Every trial is part theatre. This one, slated to run for six to eight weeks (beginning with jury selection), will be a sell-out. Of the four indictments against Mr Trump it may also be the only one to produce a verdict before the election in November. The other, weightier charges, about alleged election interference and the mishandling of classified documents, are beset by delays.

The case was brought by Manhattan’s district attorney, Alvin Bragg, and captures Mr Trump at his tawdriest. It centres on his efforts to buy the silence of Stephanie Clifford, a former porn star better known as Stormy Daniels, before the 2016 election.
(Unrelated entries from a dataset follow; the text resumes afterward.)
PR #6733, opened 2022-12-12
Document NumPyDataLoader for reading .npy and .npz files

dzenanz:
As suggested in forum discussion
https://discourse.slicer.org/t/import-numpy-file-in-as-image-volume/3653/5

Based on:
https://github.com/pieper/SlicerDMRI/blob/9565f89d16cd72618cd87f1c9046542450e4937b/Modules/Scripted/NIfTIFile/NIfTIFile.py
https://github.com/Slicer/Slicer/blob/9390be6bf76e048e6fd384d8bfd607eba2857b5a/Applications/SlicerApp/Testing/Python/SlicerScriptedFileReaderWriterTest.py

### DIFF
--- a/Docs/user_guide/data_loading_and_saving.md
+++ b/Docs/user_guide/data_loading_and_saving.md
@@ -127,6 +127,7 @@ Readers may support 2D, 3D, and 4D images of various types, such as scalar, vect
 - OpenIGTLink extension:
   - **PLUS toolkit configuration file** (.plus.xml): configuration file for real-time data acquisition from imaging and tracking devices and various sensors
 - Sandbox extension:
+  - - [**NumPy array**](https://numpy.org/devdocs/reference/generated/numpy.lib.format.html#npy-format) (.npy, .npz, reading only): read an array of 1 to 5 dimensions into an image. Axis order for 1D-3D: K, J, I; for 4D: K, J, I, component; for 5D: time, K, J, I, component.
   - **Topcon OCT image file** (.fda, reading only)
 
 ### Models


Modules/Scripted/NumpyDataLoader/NumpyDataLoader.py
```diff
@@ -0,0 +1,143 @@
...
+        if not slicer.app.testingEnabled():
+            return False
+
+        return bool(obj.IsA("vtkMRMLScalarVolumeNode"))
+
+    def write(self, properties):
+        return False
+
+
+class NumpyDataLoaderTest(ScriptedLoadableModuleTest):
```
pieper, line 122: It wold be good to have a real test that creates an array, writes it, then confirms it reads back correctly.  Looks like this test will fail.

pieper (dismissed):
I think this looks really handy.

Modules/Scripted/NumpyDataLoader/NumpyDataLoader.py
```diff
@@ -0,0 +1,143 @@
...
+            vtk_image = vtk.vtkImageData()
+            dshape = numpy_image.shape
+            shape3d = dshape[-3:]  # just the last 3 dimensions
+            shape3dr = shape3d[::-1]  # reverse it
+            vtk_image.SetDimensions(shape3dr)
+            vtk_image.AllocateScalars(vtk.VTK_FLOAT, 1)
+            scalar_volume.SetAndObserveImageData(vtk_image)
+
+            node_array = slicer.util.arrayFromVolume(scalar_volume)
+            zero_indices = [0]*(len(dshape) - 3)
```
jcfr, line 81: Could you add a comment explaining why this is done ?

jcfr (commented):

After addressing a few nitpick and adding a test, this should be good for integration.

Additional, the following documentation should be updated.

See https://github.com/Slicer/Slicer/blob/main/Docs/user_guide/data_loading_and_saving.md#images

Modules/Scripted/NumpyDataLoader/NumpyDataLoader.py
```diff
@@ -0,0 +1,143 @@
...
+    def fileType(self):
+        return "numpy"
+
+    def extensions(self, obj):
+        return ["numpy (*.nii.gz)"]
+
+    def canWriteObject(self, obj):
+        # Only enable this writer in testing mode
+        if not slicer.app.testingEnabled():
+            return False
```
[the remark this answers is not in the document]
dzenanz: Numpy format does not have metadata support, I don't think we should help its spread by having regular write support. More in the [forum discussion](https://discourse.slicer.org/t/import-numpy-file-in-as-image-volume/3653/2?u=dzenanz).

Modules/Scripted/NumpyDataLoader/NumpyDataLoader.py
dzenanz: I will add a test in second force-push. In the first, a fix for the rest of the stuff.

dzenanz:
Do you know how to auto-select the just loaded file in user interface? That does not happen for .npy files, like it happens for .png and .nrrd files.

pieper:
> how to auto-select the just loaded file in user interface?

Probably easiest to use this utility to show the images in the background:
https://github.com/Slicer/Slicer/blob/main/Base/Python/slicer/util.py#L514

lassoan:
> > how to auto-select the just loaded file in user interface?
> 
> Probably easiest to use this utility to show the images in the background: https://github.com/Slicer/Slicer/blob/main/Base/Python/slicer/util.py#L514

`setSliceViewerLayers` would work, but in image readars we usually use `applogic.PropagateVolumeSelection`, so for consistency it may be better to use it here, too:

https://github.com/Slicer/Slicer/blob/3d62cbfd81c08e7961d568be18f2bd39a860a543/Modules/Scripted/DICOMPlugins/DICOMScalarVolumePlugin.py#L454-L457

lassoan:
I started to add some more comments, but then I rather made the changes myself:
- add support for both .npy and .npz format
- add support for arrays up to 5D (3D spatial + component + time sequence)
- report loading errors to the user

Docs/developer_guide/script_repository/sequences.md
```diff
@@ -1,192 +1,192 @@
-## Sequences
```
jcfr, line 1: Since some of the markdown file currently have `CRLF` endings, we should bulk fix them. Until this is done, we should avoid updating the entire file.

jcfr: See https://github.com/Slicer/Slicer/pull/6734

dzenanz:
Thanks for the improvements @lassoan. You should have added yourself as a module contributor.

In PyTorch, the usual conventions for dimensions are: [NCHW for 4D](https://pytorch.org/docs/stable/generated/torch.nn.Conv2d.html#torch.nn.Conv2d) tensors/arrays and [NCDHW for 5D](https://pytorch.org/docs/stable/generated/torch.nn.Conv3d.html#torch.nn.Conv3d). I assume that [channel-last convention](https://github.com/Slicer/Slicer/blob/5a3f3381d16c7151b695d2597695951869c9981d/Base/Python/slicer/util.py#L2225-L2241) was taken from ITK, or maybe VTK? How many people rely on this? As this is a new addition, we could only use PyTorch's convention in this reader, if we don't want to change this convention in the rest of Slicer.

lassoan:
> In PyTorch, the usual conventions for dimensions are: [NCHW for 4D](https://pytorch.org/docs/stable/generated/torch.nn.Conv2d.html#torch.nn.Conv2d) tensors/arrays and [NCDHW for 5D](https://pytorch.org/docs/stable/generated/torch.nn.Conv3d.html#torch.nn.Conv3d). I assume that [channel-last convention](https://github.com/Slicer/Slicer/blob/5a3f3381d16c7151b695d2597695951869c9981d/Base/Python/slicer/util.py#L2225-L2241) was taken from ITK, or maybe VTK? How many people rely on this? As this is a new addition, we could only use PyTorch's convention in this reader, if we don't want to change this convention in the rest of Slicer.

Yes, this is the ITK/VTK memory layout. It is easy enough to reorder axes before writing to file, so documenting the convention is probably enough (as it is already described in the updated User guide page). If it turns out to be an issue then we could add axis order as loading option (and an options widget for choosing this order in the "Add data" window).

dzenanz:
Even when reordering the axis for channel to be last, with the updated reader, I get an all-black image of "4 components". Visualizing something (vector norm, component average, or even just the first component) would be more useful than an all-black image.

dzenanz:
Also, we could employ heuristic: the dimensions with largest size could be considered to be spatial. So (10, 4, 368, 640) would be interpreted as 4D image with 4 timepoints and 3D size of 640x368x10 (ijk). Prefer timepoints over components unless size is 3, which can be easily visualized as RGB.

dzenanz:
Of course, all of these complications stem from .npy not having suitable metadata.

lassoan:
Having we could have `auto`, `NCDHW`, `NKJIC` axis options. Auto could implement the heuristics you described.

My only concern is that if sooner or later users will report that the loader randomly breaks. We experienced this with ITK, as ITK vector image reader has such heuristic, too. We were shocked when after being annoyed by seemingly random load failures for a long time we realized that loading fails for all data sets that have 3 or 4 time points simply because it is interpreted as channel data instead of time sequence.

Not much better, but maybe a bit more predictable heuristic could be to decide based on (composite) file extension. For example, `something.torch.npy` could make `NCDHW` order the default.

Why don't you save the result using pynrrd? You could use `nrrd.write` and specify the axis kinds like this:

```python
nrrd.write("test.nrrd", a, {'kinds': ['RGB-color', 'domain', 'domain']})
```

How do you load the image into Slicer? Drag-and-drop is pretty tedious and it also shows the loaded image by default (there is no way to update an existing image). You could solve both tedious drag-and-drop and setting axes by using [slicerio](https://github.com/lassoan/slicerio#view-files-in-3d-slicer):

```python
np.save("path/to/myfile.npy", someTensor),
nodeID = slicerio.server.file_load("path/to/myfile.npy", "NumpyArrayFile", {'axes': 'NCDHW'})
```

`slicerio.server.file_load` loads a data set in Slicer (if Slicer is not running then it launches it). If you load the node from a standard file format then you can reload it by simply calling `slicerio.server.node_reload(id=nodeID)`.

pieper:
+1 for being more explicit either in the naming convention or in giving the user the ability to specify the load pattern. I agree that heuristics can be painful.

jcfr:
_Assuming the pull-request was unintentionally closed, I am re-opening it so that we further improve and reach consensus._

pieper:
> _Assuming the pull-request was unintentionally closed, I am re-opening it so that we further improve and reach consensus._

Yes - sorry, wrong button!

dzenanz:
@lassoan It would be good if you could take over this PR, or start a new PR. Implementing `auto`, `TCDHW`, `TKJIC` (T standing for timepoint) axis options would be great. I think you are more familiar with Slicer's internals and UI, so adding this would be a lot easier for you than me.

lassoan:
As it could take some time for this reader to get more mature, it would make sense to put it in the Sandbox extension, where it could be updates more easily and more frequently.

jcfr:
This would be consistent with the existing modules available in [SlicerSandbox](https://github.com/PerkLab/SlicerSandbox):

image

Then, this PR would only update the following files:

```
Base/Python/slicer/util.py
Docs/developer_guide/script_repository/sequences.md
Docs/user_guide/data_loading_and_saving.md
```

dzenanz:
> put it in the Sandbox extension

Agreed. @lassoan or @jcfr, could one of you do it?

jcfr:
I will take care of it.

jcfr:
This pull request should be integrated after the following one have been reviewed and integrated:
* https://github.com/Slicer/Slicer/pull/7142
* https://github.com/PerkLab/SlicerSandbox/pull/19

dzenanz:
Should this PR be merged or closed?

lassoan:
The reader is avaialable in the Sandbox extension (https://github.com/PerkLab/SlicerSandbox/pull/19), so indeed we can close this pull request.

Prosecutors allege that the payment was made to protect his candidacy and thus amounted to an undeclared campaign expense. The charges pertain to the supposed cover-up: Mr Trump is accused of falsifying business records to hide the pay-off. He denies any such scheme; his attorneys call it a “fantasy case”.
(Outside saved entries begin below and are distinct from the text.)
PR #6736, opened 2022-12-14
BUG: Fix reading of default markup active color

lassoan:
Fixes issue reported at https://discourse.slicer.org/t/markups-save-to-defaults-colors-misremembered/26732


jamesobutler (approved):
I have confirmed through testing that this fixes the issue.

Early in his first campaign Mr Trump met his lawyer, Michael Cohen, and his friend David Pecker, then the boss of a tabloid publishing company. Mr Pecker agreed to be Mr Trump’s “eyes and ears”—to look out for damaging stories and alert the campaign to them. When a former Trump Tower doorman tried to sell a bogus story to tabloids about how Mr Trump had fathered an illegitimate child, Mr Pecker warned team Trump, which directed him to buy exclusive rights to the story and bury it, a practice known as “catch and kill”. A similar deal was struck when Karen McDougal, a former Playboy model who allegedly had an affair with Mr Trump between 2006 and 2007, emerged from the woodwork. Mr Pecker’s firm paid her $150,000 on the understanding that Mr Trump would pay it back, though the reimbursement never came.

About a month before the election Ms Daniels surfaced, shopping around her story about a sexual encounter with Mr Trump, also in 2006. The “Access Hollywood” tape, in which Mr Trump bragged about grabbing women’s genitals, had just appeared in the press and nearly sunk his candidacy. The campaign could ill-afford headlines about how he had slept with a porn star while his wife was nursing their newborn son. This time, however, Mr Pecker declined to front the hush money, having just been stiffed by Mr Trump. So Mr Cohen paid Ms Clifford from his own pocket.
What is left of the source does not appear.